A data handler should inherit from the :py:`AbstractDataHandler` class. This class has some key features:

* :py:`cls.requirements()` can be used, to request all available :py:`args` and :py:`kwargs` from MLAir to build the
  class.
* :py:`cls.build(*args, **kwargs)` returns in default mode the class itself. This can be modified (=overwritten) to
  execute some pre-build operations.
* :py:`self.get_X(upsampling, as_numpy)` should return the input data either as NumPy array or xarray. With the
  upsamling argument it is possible to implement a feature to weight inputs during training.
* :py:`self.get_Y(upsampling, as_numpy)` the same but for the target data.
* :py:`self.transformation(*args, **kwargs)` is a placeholder to execute any desired transformation. This class method
  is called during the preprocessing stage in the default MLAir workflow. Note that a transformation operation is only
  estimated on the train data subset and afterwards applied on all data subsets.
* :py:`self.apply_transformation(data, inverse=False, **kwargs)` is used in the postprocessing to apply inverse
  transformation on the model prediction. This method applies a transformation stored internally in the data handler and
  returns the (inverse) transformed data.
* :py:`self.get_coordinates()` is a placeholder and can be used to return a position for a geographical overview plot.
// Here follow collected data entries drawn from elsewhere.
Issue #839, opened 2013-06-24
Integrate FS operations into uv_write?


Keno:
The filesystem operations being so separate in the current implementation is a little unfortunate. It would be nice if writing to files could be integrated with the rest of the libuv I/O types to provide a more uniform interface. There is of course the issue that unlike the other types of I/O, files support positional writes whereas the other types of I/O do not. Discussing this with @bnoordhuis on IRC, one solution might be to have `uv_pwrite` for files that at least uses the same API and callback structure. 

/cc @vtjnash

vtjnash:
Is it crazy to think that the exact same uv_write call should be usable for file handles? The harder issue that I see is with synchronizing reads and writes. If I want file-like access then it makes sense to me to use the existing file API.

(edit: deleted text "It seems that you just fixed the julia issue with this anyways" since it only applies to loladiro and doesn't make sense in this context)

saghul:
I wouldn't object exporing the possibility of creating some "fs_stream" handle, which would use the majority of the stream functions, but as it stands we cannot merge the functionality, we need a new handle for that.

Please open an RFC/issue at libuv/libuv if this is still something you'd like to see / work on.

PS: I'm really sorry for the huge delay...

PR #1103, opened 2014-02-09
Vectored IO for uv_fs_read/write

Ralith:
I don't have a Windows development environment on hand, so the emulation of vectored IO under Windows is untested.

These changes should make #839 easier.

I had to fix test-udp-multicast-interface's use of the old `uv_ip4_addr` API to get the tests to build.


Ralith:
Test are failing to link `preadv` and `pwritev`. This is a bit perplexing, as those are defined in glibc >=2.10. They are, however, not POSIX, so perhaps there's some feature test gate hiding them? Would it be better to fall back on emulating vectored IO when an offset is used?

On further review, it appears that preadv and pwritev may also not be available on Darwin. An emulated approach along the lines of what I did for windows could be used there, though that's another platform I'm not able to test on.

bnoordhuis:
preadv() and pwritev() are BSD-isms.  Solaris and OS X don't have them and Linux only acquired them about four years ago.

It's okay to use newer system calls in libuv but because the baseline is kernel 2.6.9 and glibc 2.3.3 you need to make the system call directly and have a fallback for the ENOSYS case.  Most of the relevant code is in src/unix/linux-syscalls.[ch].

saghul:
> I had to fix test-udp-multicast-interface's use of the old uv_ip4_addr API to get the tests to build.

My fault, sorry about that. It's fixed in master now.

src/unix/fs.c
```diff
@@ -191,10 +192,39 @@ static ssize_t uv__fs_futime(uv_fs_t* req) {
...
+#else
+# if defined(__linux__)
+    result = uv__preadv(req->file, (struct iovec*)req->bufs, req->nbufs, req->off);
+    if(result == -1 && errno == ENOSYS)
+# endif
+    {
+      off_t cursor;
+      size_t index;
+      size_t bytes = 0;
+      for(index = 0, result = 0, cursor = req->off;
```
indutny: Perhaps, it'd be better to rewrite this as a while loop?

src/unix/fs.c
```diff
@@ -865,14 +923,23 @@ int uv_fs_open(uv_loop_t* loop,
...
+
+  req->nbufs = nbufs;
+  req->bufs = req->bufsml;
+  if (nbufs > ARRAY_SIZE(req->bufsml))
+    req->bufs = malloc(nbufs * sizeof(bufs[0]));
+
+  if (req->bufs == NULL)
+    return -ENOMEM;
+
+  memcpy(req->bufs, bufs, nbufs * sizeof(bufs[0]));
```
indutny: Style nit: `sizeof(*bufs)`

src/unix/linux-syscalls.c
```diff
@@ -386,3 +406,19 @@ int uv__utimesat(int dirfd,
   return errno = ENOSYS, -1;
 #endif
 }
+
+ssize_t uv__preadv(int fd, const struct iovec *iov, int iovcnt, off_t offset) {
+#if defined(__NR_preadv)
+  return syscall(__NR_preadv, fd, iov, iovcnt, offset);
+#else
+  return errno = ENOSYS, -1;
```
indutny, line 414: Rather complicated, no? Why not just split it into two separate lines?

bnoordhuis, line 414: Aligns with the style used throughout the rest of the file though.

src/unix/fs.c
Ralith: This as written to be consistent with the existing vectored IO code, e.g. src/unix/udp.c:411 . If *bufs is preferred, should that be changed too?

Ralith:
I've rewritten the large for loops as while loops, removed a redundant #include, and improved discrimination of native preadv/pwritev availability.

src/win/fs.c
```diff
@@ -573,7 +575,16 @@ void fs__read(uv_fs_t* req) {
     overlapped_ptr = NULL;
   }
 
-  if (ReadFile(handle, req->buf, req->length, &bytes, overlapped_ptr)) {
+  for(result = 1, index = 0, bytes = 0;
+      result && index < req->nbufs;
+      ++index) {
+    DWORD incremental_bytes;
+    result = ReadFile(handle, req->bufs[index].base, req->bufs[index].len,
```
saghul: Error is only checked after the for loop. What about checkint for it on each iteration and bailing early if so?

src/win/fs.c
```diff
@@ -620,7 +633,15 @@ void fs__write(uv_fs_t* req) {
     overlapped_ptr = NULL;
   }
 
-  if (WriteFile(handle, req->buf, length, &bytes, overlapped_ptr)) {
+  for(result = 1, index = 0, bytes = 0;
+      result && index < req->nbufs;
+      ++index) {
+    DWORD incremental_bytes;
+    result = WriteFile(handle, req->bufs[index].base, req->bufs[index].len, &incremental_bytes, overlapped_ptr);
```
saghul: Ditto.

src/win/fs.c
```diff
@@ -1569,13 +1590,27 @@ int uv_fs_close(uv_loop_t* loop, uv_fs_t* req, uv_file fd, uv_fs_cb cb) {
...
-  req->buf = buf;
-  req->length = length;
+
+  req->nbufs = nbufs;
+  req->bufs = req->bufsml;
+  if (nbufs > ARRAY_SIZE(req->bufsml))
+    req->bufs = malloc(nbufs * sizeof(bufs[0]));
+
+  if (req->bufs == NULL)
+    return -ENOMEM;
```
saghul: Use UV_ENOMEM, we only use -ENOMEM on unix.

src/win/fs.c
```diff
@@ -1593,8 +1628,17 @@ int uv_fs_write(uv_loop_t* loop, uv_fs_t* req, uv_file fd, const void* buf,
...
-  req->buf = (void*) buf;
-  req->length = length;
+
+  req->nbufs = nbufs;
+  req->bufs = req->bufsml;
+  if (nbufs > ARRAY_SIZE(req->bufsml))
+    req->bufs = malloc(nbufs * sizeof(bufs[0]));
+
+  if (req->bufs == NULL)
+    return -ENOMEM;
```
saghul: Ditto.

saghul:
Left a few comments, but looks like we are close!

Ralith:
I've replaced the win32 for loops with while loops for improved clarity and consistency w/ the unix implementation, and swapped in UV_ENOMEM.

src/unix/fs.c
```diff
@@ -191,10 +201,37 @@ static ssize_t uv__fs_futime(uv_fs_t* req) {
...
+  else {
+#if HAVE_PREADV
+    result = preadv(req->file, (struct iovec*)req->bufs, req->nbufs, req->off);
+#else
+# if defined(__linux__)
+    result = uv__preadv(req->file, (struct iovec*)req->bufs, req->nbufs, req->off);
+    if(result == -1 && errno == ENOSYS)
+# endif
+    {
+      off_t cursor = 0;
```
saghul: Declare and initialize these in different lines.

src/unix/fs.c
```diff
@@ -507,14 +544,40 @@ static ssize_t uv__fs_write(uv_fs_t* req) {
...
+  else {
+#if HAVE_PREADV
+    r = pwritev(req->file, (struct iovec*)req->bufs, req->nbufs, req->off);
+#else
+# if defined(__linux__)
+    r = uv__pwritev(req->file, (struct iovec*)req->bufs, req->nbufs, req->off);
+    if(r == -1 && errno == ENOSYS)
+# endif
+    {
+      off_t cursor = 0;
```
saghul: Ditto.

src/unix/fs.c
```diff
@@ -507,14 +544,40 @@ static ssize_t uv__fs_write(uv_fs_t* req) {
...
+      size_t index = 0;
+      r = 0;
+      while(index < req->nbufs && r > 0) {
+        r = pwrite(req->file, req->bufs[index].base, req->bufs[index].len, cursor);
```
saghul: What if we do 3 pwrites, and the one in the middle fails? This code continues writing, shouldn't it stop?

saghul:
LGTM, but I'm uncertain about what we should do in case of error when pread/pwrite emulations are used. Thoughts?

src/unix/fs.c
Ralith: If any write fails, `r > 0` will become false and the while loop will terminate, preventing any further writes.

Ralith:
Under emulated pread/pwrite, IO ceases if an error occurs. Only if an error occurs after some data has been read or written is it suppressed, and even then no additional IO is automatically performed. Is there any case in which this behavior might cause a problem? It seems like any error that occurs after some successful IO should recur on a subsequent IO operation, or if it fails to do so it is arguably not of consequence.

src/unix/fs.c
```diff
@@ -507,14 +547,43 @@ static ssize_t uv__fs_write(uv_fs_t* req) {
...
+    if(r == -1 && errno == ENOSYS)
+# endif
+    {
+      off_t cursor;
+      size_t index;
+
+      cursor = 0;
+      index = 0;
+      r = 0;
+      while(index < req->nbufs && r > 0) {
```
saghul: r >= 0? Looks like a valid value according to the man page.

saghul:
> Under emulated pread/pwrite, IO ceases if an error occurs. Only if an error occurs after some data has been read or written is it suppressed, and even then no additional IO is automatically performed. Is there any case in which this behavior might cause a problem? It seems like any error that occurs after some successful IO should recur on a subsequent IO operation, or if it fails to do so it is arguably not of consequence.

Well, it might be a bit of a stretch, but since we are writing to files, disk might become full between writes. Now, I'm ok with swallowing the error, if we return the right amount of data we actually wrote.

src/unix/fs.c
```diff
@@ -191,10 +201,40 @@ static ssize_t uv__fs_futime(uv_fs_t* req) {
...
+      off_t cursor;
+      size_t index;
+
+      cursor = 0;
+      index = 0;
+      result = 0;
+      while(index < req->nbufs && result > 0) {
+        result = pread(req->file, req->bufs[index].base, req->bufs[index].len, cursor);
+        index++;
+        if(result > 0) {
```
indutny: Style nit: please remove braces.

src/unix/fs.c
```diff
@@ -191,10 +201,40 @@ static ssize_t uv__fs_futime(uv_fs_t* req) {
...
+          cursor += result;
+        }
+      }
+      if(cursor > 0) {
```
indutny: Ditto.

src/unix/fs.c
```diff
@@ -44,10 +44,20 @@
 #include <utime.h>
 #include <poll.h>
 
+#define HAVE_PREADV \
+  (defined(__GLIBC__) && __GLIBC__ >= 2 && __GLIBC_MINOR__ >= 10) ||    \
```
indutny: May be turn it the other way around?

``` C
#if (defined(__GLIBC__) ...
# define HAVE_PREADV 1
#else
# define HAVE_PREADV 0
#endif
```

src/unix/fs.c
```diff
@@ -191,10 +201,40 @@ static ssize_t uv__fs_futime(uv_fs_t* req) {
 
 
 static ssize_t uv__fs_read(uv_fs_t* req) {
+  ssize_t result;
   if (req->off < 0)
-    return read(req->file, req->buf, req->len);
-  else
-    return pread(req->file, req->buf, req->len, req->off);
+    result = readv(req->file, (struct iovec*)req->bufs, req->nbufs);
```
indutny: Style nit: `(struct iovec*) req->bufs`

src/win/fs.c
```diff
@@ -620,7 +635,17 @@ void fs__write(uv_fs_t* req) {
     overlapped_ptr = NULL;
   }
 
-  if (WriteFile(handle, req->buf, length, &bytes, overlapped_ptr)) {
+  result = 1;
+  index = 0;
+  bytes = 0;
+  while(result && index < req->nbufs) {
```
indutny: Style nit: `while (`.

src/unix/fs.c
```diff
@@ -191,10 +201,40 @@ static ssize_t uv__fs_futime(uv_fs_t* req) {
...
+    if(result == -1 && errno == ENOSYS)
+# endif
+    {
+      off_t cursor;
+      size_t index;
+
+      cursor = 0;
+      index = 0;
+      result = 0;
+      while(index < req->nbufs && result > 0) {
```
indutny: Ditto.

src/win/fs.c
```diff
@@ -573,7 +575,18 @@ void fs__read(uv_fs_t* req) {
     overlapped_ptr = NULL;
   }
 
-  if (ReadFile(handle, req->buf, req->length, &bytes, overlapped_ptr)) {
+  result = 1;
+  index = 0;
+  bytes = 0;
+  while(result && index < req->nbufs) {
```
indutny: Ditto.

src/unix/fs.c
```diff
@@ -191,10 +201,40 @@ static ssize_t uv__fs_futime(uv_fs_t* req) {
...
-  else
-    return pread(req->file, req->buf, req->len, req->off);
+    result = readv(req->file, (struct iovec*)req->bufs, req->nbufs);
+  else {
+#if HAVE_PREADV
+    result = preadv(req->file, (struct iovec*)req->bufs, req->nbufs, req->off);
+#else
+# if defined(__linux__)
+    result = uv__preadv(req->file, (struct iovec*)req->bufs, req->nbufs, req->off);
+    if(result == -1 && errno == ENOSYS)
```
indutny: Ditto.

src/unix/fs.c
indutny: Also, please add space between `if` and `(`.

src/unix/fs.c
```diff
@@ -191,10 +201,40 @@ static ssize_t uv__fs_futime(uv_fs_t* req) {
...
+          cursor += result;
+        }
+      }
+      if(cursor > 0) {
+        result = cursor;
+      }
+    }
+#endif
+  }
+  if(req->bufs != req->bufsml)
```
indutny: Ditto.

src/unix/fs.c
indutny: Ditto.

indutny: @saghul I think this is to prevent infinite looping here.

src/unix/fs.c
```diff
@@ -507,14 +547,43 @@ static ssize_t uv__fs_write(uv_fs_t* req) {
...
+      off_t cursor;
+      size_t index;
+
+      cursor = 0;
+      index = 0;
+      r = 0;
+      while(index < req->nbufs && r > 0) {
+        r = pwrite(req->file, req->bufs[index].base, req->bufs[index].len, cursor);
+        index++;
+        if(r > 0) {
```
indutny: Remove braces.

src/unix/fs.c
```diff
@@ -507,14 +547,43 @@ static ssize_t uv__fs_write(uv_fs_t* req) {
...
+          cursor += r;
+        }
+      }
+      if(cursor > 0) {
```
indutny: Ditto.

src/unix/fs.c
indutny: And add space.

src/unix/linux-syscalls.c
indutny, line 414: Ok, gotcha

src/unix/fs.c
bnoordhuis: Apropos the glibc check, it's the wrong thing to check for because libuv doesn't (or shouldn't) use the glibc wrappers.

src/unix/fs.c
bnoordhuis: Record the fact that the kernel doesn't support preadv() so you don't keep making the system call unnecessarily in the future.

src/unix/fs.c
bnoordhuis: r == 0 means EOF or that you passed zero-length input.  This check looks bogus though because at the first iteration r == 0, hence r > 0 is automatically false.

Ralith:
Applied style tweaks and fixes.

The purpose of unix/fs.c:230 and unix/fs.c:579 is to return the amount of data we read/wrote rather than an error if we do successfully perform some IO. If e.g. the filesystem becomes full, then that error should either recur on a subsequent call, or be resolved in the intervening time and not really matter.

src/unix/fs.c
```diff
@@ -507,14 +556,47 @@ static ssize_t uv__fs_write(uv_fs_t* req) {
...
+      size_t index;
+
+    retry:
+      cursor = 0;
+      index = 0;
+      do {
+        r = pwrite(req->file, req->bufs[index].base, req->bufs[index].len, cursor);
+        index++;
+        if (r > 0) cursor += r;
+      } while (index < req->nbufs && r > 0);
```
saghul, line 600: This would only write 1 buffer if I call uv_fs_write with this 3 buffers: "foo", "", "bar", IMHO the while condition needs to be adjusted to r > = 0.

src/unix/fs.c
```diff
@@ -191,10 +203,46 @@ static ssize_t uv__fs_futime(uv_fs_t* req) {
...
+      off_t cursor;
+      size_t index;
+
+    retry:
+      cursor = 0;
+      index = 0;
+      do {
+        result = pread(req->file, req->bufs[index].base, req->bufs[index].len, cursor);
+        index++;
+        if (result > 0) cursor += result;
```
saghul: Put this if in 2 lines :-)

src/unix/fs.c
```diff
@@ -191,10 +203,46 @@ static ssize_t uv__fs_futime(uv_fs_t* req) {
...
+      } while (index < req->nbufs && result > 0);
+      if (cursor > 0) result = cursor;
```
saghul: Ditto.

src/unix/fs.c
```diff
@@ -507,14 +556,47 @@ static ssize_t uv__fs_write(uv_fs_t* req) {
...
+      off_t cursor;
+      size_t index;
+
+    retry:
+      cursor = 0;
+      index = 0;
+      do {
+        r = pwrite(req->file, req->bufs[index].base, req->bufs[index].len, cursor);
+        index++;
+        if (r > 0) cursor += r;
```
saghul: Ditto.

src/unix/fs.c
```diff
@@ -507,14 +556,47 @@ static ssize_t uv__fs_write(uv_fs_t* req) {
...
+      } while (index < req->nbufs && r > 0);
+      if (cursor > 0) r = cursor;
```
saghul: 2 lines.

Ralith:
Applied style fixes and adjusted the emulated preadv and pwritev loops to not abort early if zero-length buffers are passed.

I opted to skip writing buffers of zero length rather than to continue when `r == 0` to prevent a disk becoming full for one write but having room for the next resulting in dropped data.

saghul:
LGTM

indutny:
A lot of minor style fixes are required, by LGTM

Ralith:
Applied style fixes, adjusted emulation on windows to not report a false error if a zero length operation succeeds, squashed into a single commit, rebased onto latest master

src/unix/fs.c
```diff
@@ -191,10 +203,50 @@ static ssize_t uv__fs_futime(uv_fs_t* req) {
...
+#else
+# if defined(__linux__)
+    if (no_preadv)
+# endif
+    {
+      off_t cursor;
+      size_t index;
+
+    retry:
+      cursor = 0;
```
indutny: Why are we starting from `0` and not from `req->off` here?

src/unix/fs.c
```diff
@@ -191,10 +203,50 @@ static ssize_t uv__fs_futime(uv_fs_t* req) {
...
+      index = 0;
+      do {
+        if (req->bufs[index].len > 0) {
+          result = pread(req->file, req->bufs[index].base, req->bufs[index].len, cursor);
```
indutny: `cursor` should probably stay initialized to `0`, but I think that you should add `req->off` to it here.

src/unix/fs.c
```diff
@@ -507,14 +560,51 @@ static ssize_t uv__fs_write(uv_fs_t* req) {
...
+    {
+      off_t cursor;
+      size_t index;
+
+    retry:
+      cursor = 0;
+      index = 0;
+      do {
+        if (req->bufs[index].len > 0) {
+          r = pwrite(req->file, req->bufs[index].base, req->bufs[index].len, cursor);
```
indutny: Same here, perhaps?

src/unix/fs.c
```diff
@@ -507,14 +560,51 @@ static ssize_t uv__fs_write(uv_fs_t* req) {
...
+          if (r > 0)
+            cursor += r;
+        }
+        index++;
+      } while (index < req->nbufs && r > 0);
```
indutny, line 600: May be reached with unitialized `r`

src/unix/fs.c
```diff
@@ -191,10 +203,50 @@ static ssize_t uv__fs_futime(uv_fs_t* req) {
...
+      cursor = 0;
+      index = 0;
+      do {
+        if (req->bufs[index].len > 0) {
+          result = pread(req->file, req->bufs[index].base, req->bufs[index].len, cursor);
+          if (result > 0)
+            cursor += result;
+        }
+        index++;
+      } while (index < req->nbufs && result > 0);
```
indutny, line 238: May be reached with uninitalized `result`

src/win/fs.c
```diff
@@ -573,7 +575,20 @@ void fs__read(uv_fs_t* req) {
...
+    result = ReadFile(handle,
+                      req->bufs[index].base,
+                      req->bufs[index].len,
+                      &incremental_bytes,
+                      overlapped_ptr);
+    bytes += incremental_bytes;
+    ++index;
+  } while (result && index < req->nbufs);
+
+  if (result || bytes > 0) {
```
indutny, line 591: What would be a condition where `result` is negative, but bytes are `positive`? Why should we not fail at it?

src/win/fs.c
```diff
@@ -620,7 +637,16 @@ void fs__write(uv_fs_t* req) {
...
+  index = 0;
+  bytes = 0;
+  do {
+    DWORD incremental_bytes;
+    result = WriteFile(handle, req->bufs[index].base, req->bufs[index].len, &incremental_bytes, overlapped_ptr);
+    bytes += incremental_bytes;
+    ++index;
+  } while (result && index < req->nbufs);
+
+  if (result || bytes > 0) {
```
indutny, line 653: Same question here.

src/win/fs.c
```diff
@@ -620,7 +637,16 @@ void fs__write(uv_fs_t* req) {
     overlapped_ptr = NULL;
   }
 
-  if (WriteFile(handle, req->buf, length, &bytes, overlapped_ptr)) {
+  index = 0;
+  bytes = 0;
+  do {
+    DWORD incremental_bytes;
+    result = WriteFile(handle, req->bufs[index].base, req->bufs[index].len, &incremental_bytes, overlapped_ptr);
```
indutny: 80 column limit

test/test-spawn.c
```diff
@@ -301,8 +303,9 @@ static void timer_cb(uv_timer_t* handle, int status) {
   ASSERT(exit_cb_called == 1);
   ASSERT(close_cb_called == 1);
 
-  r = uv_fs_read(uv_default_loop(), &fs_req, file, output, sizeof(output),
-      0, NULL);
+  buf.base = output;
```
indutny: `uv_buf_init`, please

indutny:
Looks awesome now! A bit more questions and minor nits, hopefully a last round! ;) Thank you for your patience.

Ralith:
Applied fixes.

If `result` is false but `bytes` is positive, it means that one or more operations succeeded before a failure. I treat this as a success because it's important that calling code knows how much, if any, IO occurred so data is not lost or duplicated. I can't think of a case where suppressing errors for partially successful operations would cause problems: if the error is persistent, it will be accurately reported on a subsequent call, and if it is not then it might as well be spurious.

indutny:
Could it be that one of the buffers was written partially? Should we rather let user know that we failed?

Ralith:
If any data is written at all, `bytes` will be nonzero and success will be indicated to the user. If a partial write occurred (I'm not sure `WriteFile` is actually capable of that), that remains the case.

Reviewing libuv documentation, it does seem that this may change the semantics of the API slightly. Previously, filesystem IO operations appear to have been guaranteed to either completely succeed or completely fail, presuming `WriteFile` adheres to those semantics itself. With these changes, calling code will need to handle partial success. We could simply treat partial success as an error for reads, but I'm not sure there's any recourse for partial writes other than reporting them to the caller, and it's probably best to maintain consistent semantics between the two.

src/unix/fs.c
```diff
@@ -191,10 +203,59 @@ static ssize_t uv__fs_futime(uv_fs_t* req) {
...
+# if defined(__linux__)
+    if (no_preadv)
+# endif
+    {
+      off_t written, base;
+      size_t index;
+
+    retry:
+      written = 0;
+      base = req->off < 0 ? 0 : req->off;
```
indutny: I don't think that this check is required, this is a false branch of `if (req->off < 0)`.

src/unix/fs.c
```diff
@@ -191,10 +203,59 @@ static ssize_t uv__fs_futime(uv_fs_t* req) {
...
+      do {
+        if (req->bufs[index].len > 0) {
+          result = pread(req->file,
+                         req->bufs[index].base,
+                         req->bufs[index].len,
+                         base + written);
+          if (result > 0)
+            written += result;
+        } else {
+          result = 1;
```
indutny: Better initialize it before loop.

src/unix/fs.c
```diff
@@ -507,14 +569,60 @@ static ssize_t uv__fs_write(uv_fs_t* req) {
...
+# if defined(__linux__)
+    if (no_pwritev)
+# endif
+    {
+      off_t written, base;
+      size_t index;
+
+    retry:
+      written = 0;
+      base = req->off < 0 ? 0 : req->off;
```
indutny: Same.

src/unix/fs.c
```diff
@@ -507,14 +569,60 @@ static ssize_t uv__fs_write(uv_fs_t* req) {
...
+      do {
+        if (req->bufs[index].len > 0) {
+          r = pwrite(req->file,
+                     req->bufs[index].base,
+                     req->bufs[index].len,
+                     base + written);
+          if (r > 0)
+            written += r;
+        } else {
+          r = 1;
```
indutny: Ditto.

indutny:
Ok, 4 last things and LGTM

Ralith:
Applied cleanup.

src/unix/fs.c
```diff
@@ -191,10 +203,57 @@ static ssize_t uv__fs_futime(uv_fs_t* req) {
 
 
 static ssize_t uv__fs_read(uv_fs_t* req) {
+  static int no_preadv;
```
indutny: should be inside `# if defined(__linux__)`

src/unix/fs.c
```diff
@@ -191,10 +203,57 @@ static ssize_t uv__fs_futime(uv_fs_t* req) {
...
+    result = preadv(req->file, (struct iovec*) req->bufs, req->nbufs, req->off);
+#else
+# if defined(__linux__)
+    if (no_preadv)
+# endif
+    {
+      off_t nread;
+      size_t index;
+
+    retry:
```
indutny, line 223: Should be wrapped in `if defined(__linux__)`.

src/unix/fs.c
```diff
@@ -507,14 +567,58 @@ static ssize_t uv__fs_write(uv_fs_t* req) {
...
+    r = pwritev(req->file, (struct iovec*) req->bufs, req->nbufs, req->off);
+#else
+# if defined(__linux__)
+    if (no_pwritev)
+# endif
+    {
+      off_t written;
+      size_t index;
+
+    retry:
```
indutny, line 585: Should be wrapped in `if defined(__linux__)`.

src/unix/fs.c
```diff
@@ -495,6 +554,7 @@ static ssize_t uv__fs_utime(uv_fs_t* req) {
 
 
 static ssize_t uv__fs_write(uv_fs_t* req) {
+  static int no_pwritev;
```
indutny: Please move it below as with `no_preadv`.

Ralith:
Unused static variables and labels both have zero cost; are you sure this is necessary? To remain consistent with the style guide I'd also have to introduce an additional redundant scope to place no_preadv/no_pwritev inside the linux guards.

src/unix/fs.c
```diff
@@ -191,10 +203,57 @@ static ssize_t uv__fs_futime(uv_fs_t* req) {
...
   if (req->off < 0)
-    return read(req->file, req->buf, req->len);
-  else
-    return pread(req->file, req->buf, req->len, req->off);
+    result = readv(req->file, (struct iovec*) req->bufs, req->nbufs);
+  else {
+#if HAVE_PREADV
+    result = preadv(req->file, (struct iovec*) req->bufs, req->nbufs, req->off);
+#else
+# if defined(__linux__)
```
indutny, line 214: you could move `no_preadv` right after this statement, it'll be fine.

indutny:
@Ralith yes, I'm sure. Unused variable warnings is something that I don't really want to see at each build.

src/unix/fs.c
indutny, line 214: Nope, it is right after `else {` starts, `#if ....` doesn't count here as it is ignored by the compiler

indutny:
Thank you for your patience and effort, finally landed in 7df2458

During the preprocessing stage the following is executed:

1) MLAir requests all required parameters that should be set during Experiment Setup stage by calling
   :py:`data_handler.requirements()`.
2) The data handler is build for each station using :py:`data_handler.build(station, **kwargs)` to check if data is
   available for the given station.
3) If valid: The build data handler is added to a internal data collection, that collects all contributing data
   handlers.
4) MLAir creates subsets for training, validation, and testing. Therefore, a separate data handler for each subset is
   created using subset parameters (e.g. start and end).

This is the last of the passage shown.